PR #721, opened 2015-08-17
Siac wallet

triazo:
Updates siac to use the new wallet api.

### DIFF
--- a/siac/walletcmd.go
+++ b/siac/walletcmd.go
@@ -8,7 +8,7 @@ import (
 
 	"github.com/spf13/cobra"
 
-	// "github.com/NebulousLabs/Sia/api"
+	"github.com/NebulousLabs/Sia/api"
 	// "github.com/NebulousLabs/Sia/modules"
 )
 
@@ -68,13 +68,6 @@ The smallest unit of siacoins is the hasting. One siacoin is 10^24 hastings. Oth
 		Run:   wrap(walletaddresscmd),
 	}
 
-	walletMergeCmd = &cobra.Command{
-		Use:   "merge [walletfile]",
-		Short: "Merge wallet",
-		Long:  "Merge another wallet with the existing wallet. The existing wallet will inherit all keys and addresses.",
-		Run:   wrap(walletmergecmd),
-	}
-
 	walletSendCmd = &cobra.Command{
 		Use:   "send [amount] [dest]",
 		Short: "Send coins to another wallet",
@@ -116,6 +109,28 @@ Run 'wallet send --help' to see a list of available units.`,
 		Long:  "View wallet status, including the current balance and number of addresses.",
 		Run:   wrap(walletstatuscmd),
 	}
+
+	walletUnlockCmd = &cobra.Command{
+		Use:   "unlock \"[password]\"",
+		Short: "Unlock the wallet",
+		Long:  "Decrypt and load the wallet into memory",
+		Run:   wrap(walletunlockcmd),
+	}
+
+	walletEncryptCmd = &cobra.Command{
+		Use:   "encrypt",
+		Short: "Initilize and encrypt the wallet",
+		Long: `Generate primary seed used for the wallet and encrypt using that
+The encryption password and primary seed will be output`,
+		Run: wrap(walletencryptcmd),
+	}
+
+	walletLockCmd = &cobra.Command{
+		Use:   "lock",
+		Short: "Lock the wallet",
+		Long:  "Lock the wallet, preventing further use",
+		Run:   wrap(walletlockcmd),
+	}
 )
 
 // TODO: this should be defined outside of siac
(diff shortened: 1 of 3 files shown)


siac/walletcmd.go
```diff
@@ -116,6 +109,42 @@ Run 'wallet send --help' to see a list of available units.`,
 		Long:  "View wallet status, including the current balance and number of addresses.",
 		Run:   wrap(walletstatuscmd),
 	}
+
+	walletUnlockCmd = &cobra.Command{
+		Use:   "unlock \"[password]\"",
```
lukechampine: prefer \` when you need to use `"` in a string

siac/walletcmd.go
```diff
@@ -116,6 +109,42 @@ Run 'wallet send --help' to see a list of available units.`,
...
+		Short: "Unlock the wallet",
+		Long:  "Decrypt and load the wallet into memory",
+		Run:   wrap(walletunlockcmd),
+	}
+
+	walletInitCmd = &cobra.Command{
+		Use:   "init",
+		Short: "Initilize and encrypt a new wallet",
+		Long: `Generate primary seed used for the wallet and encrypt using that
```
lukechampine: wording is a bit awkward. I would write:
```
Generate a new wallet from a seed string, and encrypt it.
The seed string and encryption password will be returned.
```

also, the above should be "Initialize"

siac/walletcmd.go
```diff
@@ -206,22 +238,86 @@ func walletsiafundssendcmd(cmd *cobra.Command, args []string) {
...
+	err := post("/wallet/unlock", qs)
+	if err != nil {
+		fmt.Println("Could not unlock wallet:", err)
+		return
+	}
+	fmt.Println("Wallet unlocked")
+}
+
+// walletencryptcmd encrypts the wallet with the given password
+func walletinitcmd() {
```
lukechampine: wrong docstring

siac/walletcmd.go
triazo: Sounds pretty good. Might this imply that you are giving it the seed though?

siac/walletcmd.go
```diff
@@ -206,22 +238,86 @@ func walletsiafundssendcmd(cmd *cobra.Command, args []string) {
...
+	var er api.WalletEncryptPOST
+	qs := fmt.Sprintf("dictionary=%s", "english")
+	err := postResp("/wallet/encrypt", qs, &er)
+	if err != nil {
+		fmt.Println("Error when encrypting wallet:", err)
+		return
+	}
+	fmt.Printf("Encrypted wallet with primary seed: %s\n", er.PrimarySeed)
```
lukechampine: help dialog says the encryption password is returned too?

triazo: help dialog has confusing wording - they're the same thing.

siac/walletcmd.go
lukechampine: meh, maybe a little bit. The fact that it returns the seed, and that the command takes no arguments, should enough of a hint.

siac/walletcmd.go
DavidVorick: They are only the same thing if you don't supply a separate password when encrypting the wallet.

The output should specify both.

"Wallet keys will be generated with a seed. You can use the seed to recover the pregenerated addresses if you lose your wallet or encryption password. Seed is:\n %s\n\nWallet encrypted with password: %s"

lukechampine: should init take an argument then? I think it would be easier to just always use the seed as the password. Although that means your password is pretty long...

siac/walletcmd.go
```diff
@@ -206,22 +238,94 @@ func walletsiafundssendcmd(cmd *cobra.Command, args []string) {
...
+}
+
+// walletinitcmd encrypts the wallet with the given password
+func walletinitcmd() {
+	var er api.WalletEncryptPOST
+	qs := fmt.Sprintf("dictionary=%s", "english")
+	if initPassword != "" {
+		qs += fmt.Sprintf("&encryptpassword=%s", initPassword)
+	}
+	defer func() { initPassword = "" }()
```
lukechampine: not necessary; siac commands are one-off, so nothing persists across commands anyway.

DavidVorick: that doesn't mean that the data doesn't stick around.

But, in go, strings are immutable which means you can't wipe them anyway. If we wanted to be properly careful about wiping any data that got passed to the program, we'd need to not use strings.

siac/walletcmd.go
DavidVorick: when protecting money it makes sense to have a cryptographically secure password. The 15 word password that we use is accepted as the state-of-the-art in wallet encryption among the altcoin community. Idk how the Bitcoin devs feel about it, they haven't implemented it. They are opposed to brain wallets usually, but our passwords are guaranteed to be cryptographically secure.

siac/walletcmd.go
triazo: Also, the terminal will record the command in its history. Somebody taking a .histfile is far more likely to happen than a malicious heap allocation.

PR #722, opened 2015-08-18
Transaction Pool Merging

DavidVorick:
Transaction sets now get merged by the transaction pool where appropriate.

Some of the code is wonky, but it does work. I plan on cleaning it up.

There are also some api things that I discovered while testing the UI, added those fixes here as well.

### DIFF
--- a/modules/transactionpool/accept.go
+++ b/modules/transactionpool/accept.go
@@ -2,6 +2,7 @@ package transactionpool
 
 import (
 	"errors"
+	"time"
 
 	"github.com/NebulousLabs/Sia/crypto"
 	"github.com/NebulousLabs/Sia/encoding"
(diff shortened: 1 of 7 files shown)


modules/transactionpool/accept.go
```diff
@@ -29,10 +30,45 @@ var (
 	errObjectConflict      = errors.New("transaction set conflicts with an existing transaction set")
 	errFullTransactionPool = errors.New("transaction pool cannot accept more transactions")
 	errLowMinerFees        = errors.New("transaction set needs more miner fees to be accepted")
+	errEmptySet            = errors.New("transaction set is empty")
 
 	TransactionMinFee = types.NewCurrency64(2).Mul(types.SiacoinPrecision)
 )
 
+// relatedObjectIDs determins all of the object ids related to a transction.
```
lukechampine: two typos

════════════════

Exercise: The answer must be a single number: the count of lines in the entries that include "pretty".

Solution: 2